§ **Required action**:
All of the listing should be transcribed exactly.

§ **Exercise input**:
Issue #6891, opened 2019-02-12
[iOS] Translucent tab bar breaks safe area


MartoYankov:
Reported by @blizmo in https://github.com/NativeScript/NativeScript/issues/6788

When setting a TabView tab bar translucent to false, there is a space between tab bar and any layout inside the TabView.

```
const tabView = this.tabViewRef.nativeElement as TabView;
tabView.ios.tabBar.translucent = false;
```

https://play.nativescript.org/?template=play-ng&id=ZyeGeF&v=4

Issue #6684, opened 2018-12-07
Navigating to a page on iOS with a flat action bar breaks safe area overflowing


interrobrian:
**Environment**
N/A (running in NativeScript Playground)

**Describe the bug**
In iOS, if you setup a page with a flat action bar and then navigate to it, then layouts won't overflow into the safe area correctly.

**To Reproduce**
Create a page with an action bar set to flat and a layout which should span the safe area. Set a background on the layout so that you can see it. Run on an iPhone with a safe area (I'm using an iPhone XS). Navigate to this page from another page. Note that the layout does not overflow into the safe area. Also note that if you repeat these steps and don't set the action bar to flat, the layout will overflow correctly.

**Expected behavior**
As noted in the [safe area support documentation](https://www.nativescript.org/blog/nativescript-5-ios-safe-area-support), any layout which touches the safe area should overflow it, unless specified otherwise. Furthermore, the flat property of the action bar shouldn't effect the safe area overflow behavior of other widgets on the page.

**Sample project**
I don't know how to use NativeScript Core, so here is a NativeScript Angular project which demonstrates this bug: https://play.nativescript.org/?template=play-ng&id=WcOmao&v=12
Using an iPhone X*, from the start page, tap "Correct Component" and you'll get a component which overflows the safe area correctly. Go back and tap "Broken Component" and it will not overflow the safe area. Note that the only difference between the two components is that the action bar is set to flat in BrokenComponent.

**Additional context**
This bug *only* happens when you navigate to the page. It does not happen on the starting page of an app.

yoat:
I was originally watching #1638, which was closed in favor of this bug.  However the issue I'm experiencing happens on all pages, not just after navigation.

From this bug: "This bug only happens when you navigate to the page. It does not happen on the starting page of an app."
If that is true there may be two separate issues here. I believe #1638 should be reopened to address the issue of spacing under the ActionBar on all iOS devices (not just notched X devices) and for all pages (including the first page).

b4rtt:
Any progress here? Thats really bad and I need to use flat="true".

salvadorcoronel:
I’m working with Angular like Framework, I have the same problem, but It only happens when I do a navigation to other view using "clearHistory:true" as a parameter of  next code this.router.navigate(["page2"], `{clearHistory:true});`
When I do a navigation without "clearHistory:true" parameter I don't have the issue

yoat:
This issue appears to be resolved for me in NS 5.2.

[...]

PR #6918, opened 2019-02-18
fix(ios): opaque bars break ui layout

MartoYankov:
The `extendedLayoutIncludesOpaqueBars` property set to `true` unifies layout behavior between translucent and opaque bars in iOS. Remove additional special handling for flat action bars.

fixes https://github.com/NativeScript/NativeScript/issues/6891
fixes https://github.com/NativeScript/NativeScript/issues/6684


MartoYankov:
test package_version#latest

§ **Output**:
Issue #6891, opened 2019-02-12
[iOS] Translucent tab bar breaks safe area


MartoYankov:
Reported by @blizmo in https://github.com/NativeScript/NativeScript/issues/6788

When setting a TabView tab bar translucent to false, there is a space between tab bar and any layout inside the TabView.

```
const tabView = this.tabViewRef.nativeElement as TabView;
tabView.ios.tabBar.translucent = false;
```

https://play.nativescript.org/?template=play-ng&id=ZyeGeF&v=4

Issue #6684, opened 2018-12-07
Navigating to a page on iOS with a flat action bar breaks safe area overflowing


interrobrian:
**Environment**
N/A (running in NativeScript Playground)

**Describe the bug**
In iOS, if you setup a page with a flat action bar and then navigate to it, then layouts won't overflow into the safe area correctly.

**To Reproduce**
Create a page with an action bar set to flat and a layout which should span the safe area. Set a background on the layout so that you can see it. Run on an iPhone with a safe area (I'm using an iPhone XS). Navigate to this page from another page. Note that the layout does not overflow into the safe area. Also note that if you repeat these steps and don't set the action bar to flat, the layout will overflow correctly.

**Expected behavior**
As noted in the [safe area support documentation](https://www.nativescript.org/blog/nativescript-5-ios-safe-area-support), any layout which touches the safe area should overflow it, unless specified otherwise. Furthermore, the flat property of the action bar shouldn't effect the safe area overflow behavior of other widgets on the page.

**Sample project**
I don't know how to use NativeScript Core, so here is a NativeScript Angular project which demonstrates this bug: https://play.nativescript.org/?template=play-ng&id=WcOmao&v=12
Using an iPhone X*, from the start page, tap "Correct Component" and you'll get a component which overflows the safe area correctly. Go back and tap "Broken Component" and it will not overflow the safe area. Note that the only difference between the two components is that the action bar is set to flat in BrokenComponent.

**Additional context**
This bug *only* happens when you navigate to the page. It does not happen on the starting page of an app.

yoat:
I was originally watching #1638, which was closed in favor of this bug.  However the issue I'm experiencing happens on all pages, not just after navigation.

From this bug: "This bug only happens when you navigate to the page. It does not happen on the starting page of an app."
If that is true there may be two separate issues here. I believe #1638 should be reopened to address the issue of spacing under the ActionBar on all iOS devices (not just notched X devices) and for all pages (including the first page).

b4rtt:
Any progress here? Thats really bad and I need to use flat="true".

salvadorcoronel:
I’m working with Angular like Framework, I have the same problem, but It only happens when I do a navigation to other view using "clearHistory:true" as a parameter of  next code this.router.navigate(["page2"], `{clearHistory:true});`
When I do a navigation without "clearHistory:true" parameter I don't have the issue

yoat:
This issue appears to be resolved for me in NS 5.2.

[...]

PR #6918, opened 2019-02-18
fix(ios): opaque bars break ui layout

MartoYankov:
The `extendedLayoutIncludesOpaqueBars` property set to `true` unifies layout behavior between translucent and opaque bars in iOS. Remove additional special handling for flat action bars.

fixes https://github.com/NativeScript/NativeScript/issues/6891
fixes https://github.com/NativeScript/NativeScript/issues/6684


MartoYankov:
test package_version#latest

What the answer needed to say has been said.